> [Exercise details] Would you please copy each line of the data in which the string "srios" occurs?

——————

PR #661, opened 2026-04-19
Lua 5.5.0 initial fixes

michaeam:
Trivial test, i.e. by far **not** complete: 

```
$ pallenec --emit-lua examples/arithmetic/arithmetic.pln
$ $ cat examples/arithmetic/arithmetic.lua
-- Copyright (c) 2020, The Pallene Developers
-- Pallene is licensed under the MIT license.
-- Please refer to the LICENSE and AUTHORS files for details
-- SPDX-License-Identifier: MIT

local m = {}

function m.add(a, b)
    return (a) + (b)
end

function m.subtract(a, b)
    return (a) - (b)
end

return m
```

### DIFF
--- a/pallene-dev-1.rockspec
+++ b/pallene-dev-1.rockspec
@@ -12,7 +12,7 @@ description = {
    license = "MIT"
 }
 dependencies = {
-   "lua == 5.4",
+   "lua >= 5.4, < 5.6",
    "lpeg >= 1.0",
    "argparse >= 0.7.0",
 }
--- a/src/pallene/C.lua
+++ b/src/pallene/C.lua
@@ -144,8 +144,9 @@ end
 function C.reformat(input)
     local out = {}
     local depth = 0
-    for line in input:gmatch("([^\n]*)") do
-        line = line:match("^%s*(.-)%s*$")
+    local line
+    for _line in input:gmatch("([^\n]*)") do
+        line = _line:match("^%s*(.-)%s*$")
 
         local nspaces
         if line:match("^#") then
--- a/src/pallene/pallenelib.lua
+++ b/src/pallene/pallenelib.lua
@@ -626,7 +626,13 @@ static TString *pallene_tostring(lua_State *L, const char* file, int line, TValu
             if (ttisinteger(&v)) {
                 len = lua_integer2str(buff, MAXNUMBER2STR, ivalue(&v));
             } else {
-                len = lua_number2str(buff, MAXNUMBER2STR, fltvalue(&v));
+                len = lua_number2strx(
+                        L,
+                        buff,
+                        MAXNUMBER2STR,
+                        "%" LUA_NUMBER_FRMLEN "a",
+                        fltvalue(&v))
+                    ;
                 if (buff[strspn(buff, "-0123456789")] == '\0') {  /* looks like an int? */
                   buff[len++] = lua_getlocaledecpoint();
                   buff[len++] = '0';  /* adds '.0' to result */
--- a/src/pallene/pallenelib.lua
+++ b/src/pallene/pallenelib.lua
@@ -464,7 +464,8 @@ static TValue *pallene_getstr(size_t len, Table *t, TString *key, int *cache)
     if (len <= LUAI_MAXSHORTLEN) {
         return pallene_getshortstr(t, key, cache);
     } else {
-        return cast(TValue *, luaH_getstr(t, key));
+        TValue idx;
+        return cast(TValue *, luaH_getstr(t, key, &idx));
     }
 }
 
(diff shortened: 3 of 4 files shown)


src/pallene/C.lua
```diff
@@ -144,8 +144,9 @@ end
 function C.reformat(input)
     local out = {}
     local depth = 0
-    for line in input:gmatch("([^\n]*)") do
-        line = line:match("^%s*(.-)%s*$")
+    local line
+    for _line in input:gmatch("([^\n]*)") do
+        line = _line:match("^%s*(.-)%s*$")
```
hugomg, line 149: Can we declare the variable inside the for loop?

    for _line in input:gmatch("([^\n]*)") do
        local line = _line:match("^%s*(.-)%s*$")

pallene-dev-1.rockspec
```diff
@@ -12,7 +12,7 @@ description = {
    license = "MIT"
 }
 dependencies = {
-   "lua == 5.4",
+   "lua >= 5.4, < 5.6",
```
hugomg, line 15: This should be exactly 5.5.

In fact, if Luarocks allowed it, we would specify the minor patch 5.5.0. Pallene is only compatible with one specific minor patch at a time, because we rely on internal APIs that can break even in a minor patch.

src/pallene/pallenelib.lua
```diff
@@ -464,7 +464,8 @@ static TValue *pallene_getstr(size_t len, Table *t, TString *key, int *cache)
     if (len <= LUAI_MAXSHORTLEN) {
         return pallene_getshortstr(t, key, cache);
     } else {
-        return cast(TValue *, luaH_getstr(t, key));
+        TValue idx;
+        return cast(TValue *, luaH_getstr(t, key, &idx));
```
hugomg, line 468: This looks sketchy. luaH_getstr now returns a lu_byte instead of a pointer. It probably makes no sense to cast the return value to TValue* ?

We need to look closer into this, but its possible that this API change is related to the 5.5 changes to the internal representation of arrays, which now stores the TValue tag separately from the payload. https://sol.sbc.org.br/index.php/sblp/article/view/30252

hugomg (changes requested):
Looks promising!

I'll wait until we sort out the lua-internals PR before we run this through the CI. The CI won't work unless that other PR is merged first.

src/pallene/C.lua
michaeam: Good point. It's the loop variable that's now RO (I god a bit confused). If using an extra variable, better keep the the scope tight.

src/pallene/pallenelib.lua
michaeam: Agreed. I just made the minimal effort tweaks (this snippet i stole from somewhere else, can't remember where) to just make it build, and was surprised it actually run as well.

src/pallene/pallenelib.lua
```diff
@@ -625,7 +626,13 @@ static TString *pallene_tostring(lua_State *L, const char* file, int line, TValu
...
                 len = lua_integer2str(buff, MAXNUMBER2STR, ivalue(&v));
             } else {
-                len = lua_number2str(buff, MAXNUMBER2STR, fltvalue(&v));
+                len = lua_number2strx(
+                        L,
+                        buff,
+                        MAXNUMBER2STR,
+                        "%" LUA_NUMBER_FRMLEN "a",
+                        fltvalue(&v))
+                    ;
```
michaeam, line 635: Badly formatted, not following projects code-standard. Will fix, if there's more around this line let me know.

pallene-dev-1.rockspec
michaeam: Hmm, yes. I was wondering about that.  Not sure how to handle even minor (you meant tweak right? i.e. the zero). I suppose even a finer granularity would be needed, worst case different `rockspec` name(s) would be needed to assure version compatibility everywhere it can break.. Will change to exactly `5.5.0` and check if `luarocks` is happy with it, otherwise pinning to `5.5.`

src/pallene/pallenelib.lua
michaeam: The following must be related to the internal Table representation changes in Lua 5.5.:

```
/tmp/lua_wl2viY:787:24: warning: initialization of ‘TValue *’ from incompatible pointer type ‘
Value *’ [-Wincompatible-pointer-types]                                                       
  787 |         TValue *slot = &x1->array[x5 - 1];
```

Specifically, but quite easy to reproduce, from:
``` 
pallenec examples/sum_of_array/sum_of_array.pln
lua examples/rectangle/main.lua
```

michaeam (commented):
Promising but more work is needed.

——————

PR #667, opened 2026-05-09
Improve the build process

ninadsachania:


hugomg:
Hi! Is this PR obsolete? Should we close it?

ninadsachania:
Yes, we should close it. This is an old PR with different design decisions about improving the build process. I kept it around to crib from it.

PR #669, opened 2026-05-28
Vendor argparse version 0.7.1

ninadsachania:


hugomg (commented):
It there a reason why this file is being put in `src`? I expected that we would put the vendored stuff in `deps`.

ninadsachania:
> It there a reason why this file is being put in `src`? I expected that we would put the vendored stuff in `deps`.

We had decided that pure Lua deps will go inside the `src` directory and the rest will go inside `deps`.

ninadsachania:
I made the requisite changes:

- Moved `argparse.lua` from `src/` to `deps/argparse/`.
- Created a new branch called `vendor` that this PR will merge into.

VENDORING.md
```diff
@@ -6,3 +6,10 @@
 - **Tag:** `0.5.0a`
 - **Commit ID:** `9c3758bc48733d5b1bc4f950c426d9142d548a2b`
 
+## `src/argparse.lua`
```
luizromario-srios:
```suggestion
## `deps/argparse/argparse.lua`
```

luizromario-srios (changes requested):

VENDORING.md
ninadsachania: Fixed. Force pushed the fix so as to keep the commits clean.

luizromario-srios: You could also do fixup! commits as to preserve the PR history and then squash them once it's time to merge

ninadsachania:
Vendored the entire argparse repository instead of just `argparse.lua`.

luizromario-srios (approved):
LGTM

——————

> [Reply to the task]
luizromario-srios:
luizromario-srios (changes requested):
luizromario-srios: You could also do fixup! commits as to preserve the PR history and then squash them once it's time to merge
luizromario-srios (approved):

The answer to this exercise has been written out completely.